Enfin voici le temps qu'en prophétiques vers
La sibylle autrefois promit à l'univers :
Des siècles écoulés l'ordre se renouvelle;
Déjà, redescendant de la voûte éternelle,
Saturme suit Thémis et nos antiques dieux ;
Un nouveau peuple enfin est envoyé des cieux,
Et le monde épuisé répare sa ruine.
Veille sur notre espoir; veille, ô chaste Lucine !
Sur l'enfant précieux par qui le monde encor
Après l'âge de fer doit revoir l'âge d'or :
Déjà règne sur nous ton Apollon, ton frère.
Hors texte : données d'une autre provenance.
PR #166, opened 2017-10-20
ENH: Add `Set` support

### LINKED ISSUE #159: Support `Set` primitive
This would be really useful for visualizations like `diversity alpha-rarefaction`, or methods like `diversity alpha` and `diversity beta`

jakereps:
Resolves #159

### DIFF
--- a/q2cli/handlers.py
+++ b/q2cli/handlers.py
@@ -7,7 +7,6 @@
 # ----------------------------------------------------------------------------
 
 import collections
-import json
 
 # Sentinel to avoid the situation where `None` *is* the default value.
 NoDefault = collections.namedtuple('NoDefault', [])()
@@ -559,7 +558,9 @@ class RegularParameterHandler(GeneratedHandler):
             if type(value) is not bool:
                 value = self._parse_boolean(value)
             return value
+        elif self.ast['name'] == 'Set':
+            return set(value)
         else:
             import qiime2.sdk
             return qiime2.sdk.parse_type(
-                self.repr, expect='primitive').decode(json.dumps(value))
+                self.repr, expect='primitive').decode(value)
--- a/q2cli/handlers.py
+++ b/q2cli/handlers.py
@@ -520,6 +520,9 @@ class RegularParameterHandler(GeneratedHandler):
                                   help='[default: %s]' % self.default,
                                   multiple=multiple)
 
+        if multiple:
+            option.help = 'May be supplied multiple times.  ' + option.help
+
         yield self._add_description(option)
 
     def get_value(self, arguments, fallback=None):
@@ -534,6 +537,8 @@ class RegularParameterHandler(GeneratedHandler):
                 value = self._parse_boolean(value)
             return value
         elif self.ast['name'] == 'Set':
+            if len(value) > len(set(value)):
+                self._error_with_duplicate_in_set(value)
             return set(value)
         elif self.ast['name'] == 'List':
             return list(value)
@@ -541,3 +546,17 @@ class RegularParameterHandler(GeneratedHandler):
             import qiime2.sdk
             return qiime2.sdk.parse_type(
                 self.repr, expect='primitive').decode(value)
+
+    def _error_with_duplicate_in_set(self, elements):
+        import click
+        import collections
+
+        counter = collections.Counter(elements)
+        dups = {name for name, count in counter.items() if count > 1}
+
+        ctx = click.get_current_context()
+        click.echo(ctx.get_usage() + '\n', err=True)
+        click.secho("Error: Option --%s was given these values: %r more than "
+                    "one time, values passed should be unique."
+                    % (self.cli_name, dups), err=True, fg='red', bold=True)
+        ctx.exit(1)
--- a/q2cli/handlers.py
+++ b/q2cli/handlers.py
@@ -7,6 +7,7 @@
 # ----------------------------------------------------------------------------
 
 import collections
+import json
 
 # Sentinel to avoid the situation where `None` *is* the default value.
 NoDefault = collections.namedtuple('NoDefault', [])()
@@ -561,4 +562,4 @@ class RegularParameterHandler(GeneratedHandler):
         else:
             import qiime2.sdk
             return qiime2.sdk.parse_type(
-                self.repr, expect='primitive').decode(value)
+                self.repr, expect='primitive').decode(json.dumps(value))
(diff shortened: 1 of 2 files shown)


q2cli/handlers.py
```diff
@@ -553,6 +558,8 @@ def get_value(self, arguments, fallback=None):
             if type(value) is not bool:
                 value = self._parse_boolean(value)
             return value
+        elif self.ast['name'] == 'Set':
+            return set(value)
```
ebolyen: `Set` is a generic and has a parameterized type: `Set[Str % Choices({'foo', 'bar'})]`, `Set[Int]`, etc. So we'd probably need to dispatch the handler again for every element in `value` on the contained type (`Str % Choices({'foo', 'bar'})`, `Int`).

jakereps: Testing it with the `q2-diversity` PR that uses `Set[Str % Choices(...)]` worked as expected. I hadn't gotten a chance to write any actual tests for it though.

jakereps:
```bash
(qiime2) caporasolab $ qiime diversity alpha-rarefaction --i-table
~/Desktop/qiime2-moving-pictures-tutorial/table.qza --i-phylogeny
~/Desktop/qiime2-moving-pictures-tutorial/rooted-tree.qza --p-max-depth 10000
--o-visualization test --p-metric faith_pd --p-metric pielou_e
Saved Visualization to: test.qzv
(qiime2) caporasolab $ qiime diversity alpha-rarefaction --i-table
~/Desktop/qiime2-moving-pictures-tutorial/table.qza --i-phylogeny
~/Desktop/qiime2-moving-pictures-tutorial/rooted-tree.qza --p-max-depth 10000
--o-visualization test --p-metric faith_pd --p-metric pielou_e --p-metric error
Plugin error from diversity:

  Argument to parameter 'metric' is not a subtype of Set[Str %
  Choices({'ace', 'berger_parker_d', 'brillouin_d', 'chao1',
  'dominance', 'doubles', 'enspie', 'faith_pd', 'fisher_alpha',
  'gini_index', 'goods_coverage', 'heip_e', 'lladser_pe', 'margalef',
  'mcintosh_d', 'mcintosh_e', 'menhinick', 'michaelis_menten_fit',
  'observed_otus', 'pielou_e', 'robbins', 'shannon', 'simpson',
  'simpson_e', 'singles'})].

Debug info has been saved to /var/folders/zc/30qh4_v57slc7nh0g9xqw7lh0000gn/T/qiime2-q2cli-err-nxeqen55.log
(qiime2) caporasolab $ 
```

jairideout: :+1: 

I bet we can get Click to give a clearer error message if the option is declared as a "multi-option" (`multiple=True`) of `click.Choices`. Would you mind testing that out?

jakereps: Yeah I noticed it doesn't clarify. I can dig into it!

ebolyen: I suspect you will need to kind of refactor the way `RegularParameterHandler` works (this current implementation has always been a hack). You'll need some kind of way to build up the click option that should be returned by walking through the primitive type. (And then do the same thing when getting a value, so that the following test works:

User passes
```bash
--p-some-set-input 1 --p-some-set-input 2 --p-some-set-input 3
```
Where  the type is: 
```
some_set_input: Set[Int]
```
So that q2cli returns `{1, 2, 3}` and not `{"1", "2", "3"}` which is what I _think_ the current code does, since it and click are unaware of the `Int` inside of `Set`.

jakereps: Oh ok. I see what you mean now. QIIME 2 was correctly handling choices, etc but click will cast to string no matter what at the moment.

jakereps:
Thanks @ebolyen and @jairideout! I think everything has been addressed.

q2cli/handlers.py
```diff
@@ -504,6 +504,11 @@ def get_type(self):
                 return mapping['Float']
             else:
                 raise NotImplementedError()
+        # Specify 'Set'/'List' because 'Dict' will require more modifications
+        elif self.ast['name'] in ['Set', 'List']:
+            # n-`primitive`s can not be unioned, so ignore trailing values
+            field, *_ = self.ast['fields']
+            return mapping[field['name']]
```
ebolyen: This should handle the same predicate logic as above. So ideally we would return a `click.Choice` or `click.IntRange` if appropriate.

q2cli/handlers.py
```diff
@@ -504,6 +504,11 @@ def get_type(self):
                 return mapping['Float']
             else:
                 raise NotImplementedError()
+        # Specify 'Set'/'List' because 'Dict' will require more modifications
+        elif self.ast['name'] in ['Set', 'List']:
+            # n-`primitive`s can not be unioned, so ignore trailing values
+            field, *_ = self.ast['fields']
```
ebolyen: This is guaranteed to be a single field, so you can just unpack the first value:
```python
field, = self.ast['fields']
```

q2cli/handlers.py
ebolyen: I would create a helper `_convert_primitive` which does the mess of logic that `get_type` usually does, then you can make `get_type` just check:

```python
if self.ast['name'] in 'Set', 'List':
    field, = self.ast['fields']
    return _convert_primitive(field)
else:
    return _convert_primitive(self.ast)
```

ebolyen:
Sorry one more requirement, we should check for duplicates in the value before coercing to a `set`, that way it kind of matches how single-options work, where supplying duplicate values isn't allowed.

Also, we should handle `List` in `get_value` since the logic is basically the same (sans duplicate checking) and `get_type` already understands it.

jakereps:
Thanks @ebolyen, should be ready for a final pass! 👍

ebolyen:
@jakereps, I made a squash commit on your branch with a couple extra things (help text + duplicate checking). Let me know if that looks good to you.

P.S. we are a little stuck test-wise because the framework doesn't have any actions that use sets right now.

jakereps:
Yeah I was poking around trying to find a way to write a test, but without also adding something to the dummy plugin it didn't seem like a quick thing to get up. The logic changes all look good to me, only aesthetic thing would be the help text. Should the note be added at the end in parens? It kind of gets buried at the moment:

image

ebolyen:
@jakereps, I was matching what our other more complicated options do, they seem to put the instructions before the `[optional]`

ebolyen:
Thanks @jakereps!

PR #176, opened 2018-01-26
BUG: preserve Metadata ID header when not merging Metadata

jairideout:
Previously, when a single Metadata was provided as input, the ID header was
normalized to 'id' instead of keeping the original value (e.g. '#SampleID').

New behavior is to retain original ID header when not merging, and normalize
the ID header to 'id' when a merge happens.

Depends on https://github.com/qiime2/qiime2/pull/367


q2cli/tests/test_cli.py
```diff
@@ -433,13 +438,35 @@ def test_single_metadata(self):
                 result, exp_tsv=exp_tsv,
                 exp_yaml="metadata: !metadata 'metadata.tsv'")
 
+    def test_single_metadata_alt_id_header(self):
```
thermokarst: 👍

C'est sous ton consulat, Pollion, que la terre
Va, jouissant du sort promis à cet enfant,
De ces mois fortunés voir le cours triomphant ;

Et tes soins, quand le crime ourdirait quelque trame,
Banniront la terreur qui pesait sur notre âme.
Issus des immortels, il verra dans les cieux
Les héros de son sang assis avec les dieux ;
Et les dieux le verront maintenir sur la terre
La paix, ce fruit heureux des vertus de son père.
Aimable enfant! Cybèle, offrant des dons nouveaux,
Prévient en souriant nos vœux et nos travaux : -
Sur ton berceau déjà croît la rose odorante ;
Le lis y joint sa fleur à la fleur de l'acanthe ;
Tu vas maître : bientôt on verra dans nos champs
Errer près des agneaux les lions innocens ;
L'aconit expirer sur sa tige perfide;
Dans ses poisons mourir la vipère livide ;
Et nos fleurs de Saba vaincre les arbrisseaux ;
Et le lait sous nos mains couler en longs ruisseaux.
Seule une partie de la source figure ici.